_Provided information_:
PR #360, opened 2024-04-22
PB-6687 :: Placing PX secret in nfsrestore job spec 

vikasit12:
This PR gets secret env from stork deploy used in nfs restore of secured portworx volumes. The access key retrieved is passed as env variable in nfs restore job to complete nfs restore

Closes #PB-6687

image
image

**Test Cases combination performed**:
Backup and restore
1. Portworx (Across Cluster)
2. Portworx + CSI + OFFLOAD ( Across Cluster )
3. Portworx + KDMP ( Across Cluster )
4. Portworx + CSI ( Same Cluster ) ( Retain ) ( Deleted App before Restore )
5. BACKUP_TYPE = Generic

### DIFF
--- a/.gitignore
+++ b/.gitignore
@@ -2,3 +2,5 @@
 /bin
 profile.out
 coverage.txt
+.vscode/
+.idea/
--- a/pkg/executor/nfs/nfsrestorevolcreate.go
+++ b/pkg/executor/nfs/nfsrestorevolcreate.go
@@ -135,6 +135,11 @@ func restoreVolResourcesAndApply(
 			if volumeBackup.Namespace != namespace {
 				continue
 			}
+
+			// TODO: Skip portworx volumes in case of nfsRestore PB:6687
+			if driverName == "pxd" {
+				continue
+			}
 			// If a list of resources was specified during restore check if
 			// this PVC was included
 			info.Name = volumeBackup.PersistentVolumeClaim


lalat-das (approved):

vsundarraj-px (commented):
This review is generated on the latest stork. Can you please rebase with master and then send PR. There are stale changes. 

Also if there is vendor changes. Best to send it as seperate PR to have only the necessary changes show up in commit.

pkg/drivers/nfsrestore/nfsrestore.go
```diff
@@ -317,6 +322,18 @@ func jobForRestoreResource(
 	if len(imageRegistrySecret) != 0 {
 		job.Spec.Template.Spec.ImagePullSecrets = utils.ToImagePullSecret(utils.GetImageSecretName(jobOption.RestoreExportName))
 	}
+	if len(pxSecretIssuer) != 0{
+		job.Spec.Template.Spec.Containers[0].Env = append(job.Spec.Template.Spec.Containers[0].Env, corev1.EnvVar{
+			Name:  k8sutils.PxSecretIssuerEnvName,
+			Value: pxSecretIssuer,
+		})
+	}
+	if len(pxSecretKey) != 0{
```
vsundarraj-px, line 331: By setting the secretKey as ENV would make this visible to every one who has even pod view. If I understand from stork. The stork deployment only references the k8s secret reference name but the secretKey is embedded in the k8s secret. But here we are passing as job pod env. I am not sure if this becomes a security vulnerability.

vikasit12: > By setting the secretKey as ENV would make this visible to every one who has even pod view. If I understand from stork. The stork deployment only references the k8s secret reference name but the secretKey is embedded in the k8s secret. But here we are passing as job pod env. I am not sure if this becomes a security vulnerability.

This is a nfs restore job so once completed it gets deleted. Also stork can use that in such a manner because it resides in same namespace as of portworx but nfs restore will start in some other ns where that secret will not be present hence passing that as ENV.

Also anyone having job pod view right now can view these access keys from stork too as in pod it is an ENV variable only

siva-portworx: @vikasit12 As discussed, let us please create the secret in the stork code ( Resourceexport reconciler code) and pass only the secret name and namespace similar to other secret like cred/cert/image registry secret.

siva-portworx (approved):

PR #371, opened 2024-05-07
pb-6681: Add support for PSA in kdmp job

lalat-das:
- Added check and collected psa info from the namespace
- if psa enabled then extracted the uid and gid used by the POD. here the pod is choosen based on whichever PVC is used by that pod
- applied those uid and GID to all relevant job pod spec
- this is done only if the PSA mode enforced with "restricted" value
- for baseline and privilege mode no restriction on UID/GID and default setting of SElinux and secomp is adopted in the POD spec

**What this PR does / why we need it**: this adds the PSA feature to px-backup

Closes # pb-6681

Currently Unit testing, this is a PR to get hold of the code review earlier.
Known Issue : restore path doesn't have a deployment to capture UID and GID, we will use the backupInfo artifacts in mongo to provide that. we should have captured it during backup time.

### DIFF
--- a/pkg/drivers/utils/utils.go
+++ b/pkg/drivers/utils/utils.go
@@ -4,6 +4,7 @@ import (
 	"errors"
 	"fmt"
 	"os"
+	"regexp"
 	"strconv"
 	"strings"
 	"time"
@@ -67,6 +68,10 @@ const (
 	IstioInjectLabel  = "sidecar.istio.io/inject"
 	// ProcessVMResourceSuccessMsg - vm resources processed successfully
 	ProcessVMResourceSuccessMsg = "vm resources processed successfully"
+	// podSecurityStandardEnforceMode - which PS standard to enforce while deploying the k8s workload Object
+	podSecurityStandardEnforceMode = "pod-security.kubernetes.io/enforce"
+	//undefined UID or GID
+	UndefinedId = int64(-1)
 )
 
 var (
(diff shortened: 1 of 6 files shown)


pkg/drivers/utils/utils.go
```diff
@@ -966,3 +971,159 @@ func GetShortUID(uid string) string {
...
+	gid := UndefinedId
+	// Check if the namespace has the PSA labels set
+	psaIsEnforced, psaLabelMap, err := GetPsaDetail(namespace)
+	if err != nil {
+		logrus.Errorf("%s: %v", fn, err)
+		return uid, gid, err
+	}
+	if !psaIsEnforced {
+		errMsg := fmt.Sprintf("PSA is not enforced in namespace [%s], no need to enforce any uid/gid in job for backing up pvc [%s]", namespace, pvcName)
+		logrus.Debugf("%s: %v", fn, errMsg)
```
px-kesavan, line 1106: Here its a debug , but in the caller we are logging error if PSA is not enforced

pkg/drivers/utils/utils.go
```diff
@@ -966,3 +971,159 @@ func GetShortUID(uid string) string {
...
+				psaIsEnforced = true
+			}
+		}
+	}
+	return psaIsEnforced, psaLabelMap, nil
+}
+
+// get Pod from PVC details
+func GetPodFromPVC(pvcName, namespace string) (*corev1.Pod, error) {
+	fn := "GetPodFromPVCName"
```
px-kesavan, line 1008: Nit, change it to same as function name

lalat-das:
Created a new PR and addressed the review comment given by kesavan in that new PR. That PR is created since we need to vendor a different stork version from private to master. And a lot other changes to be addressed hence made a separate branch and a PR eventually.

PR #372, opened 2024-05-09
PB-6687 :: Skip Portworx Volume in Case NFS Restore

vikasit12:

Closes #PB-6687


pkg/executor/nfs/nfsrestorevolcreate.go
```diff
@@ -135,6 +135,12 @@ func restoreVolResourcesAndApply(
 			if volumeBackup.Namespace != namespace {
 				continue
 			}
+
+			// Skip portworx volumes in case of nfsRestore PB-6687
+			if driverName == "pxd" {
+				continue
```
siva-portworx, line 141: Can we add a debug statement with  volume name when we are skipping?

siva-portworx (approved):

_Work instructions_: Within the listing above, filter for lines holding the string "restoreVolResourcesAndApply" and copy each one.

_Written response_:
@@ -135,6 +135,11 @@ func restoreVolResourcesAndApply(
@@ -135,6 +135,12 @@ func restoreVolResourcesAndApply(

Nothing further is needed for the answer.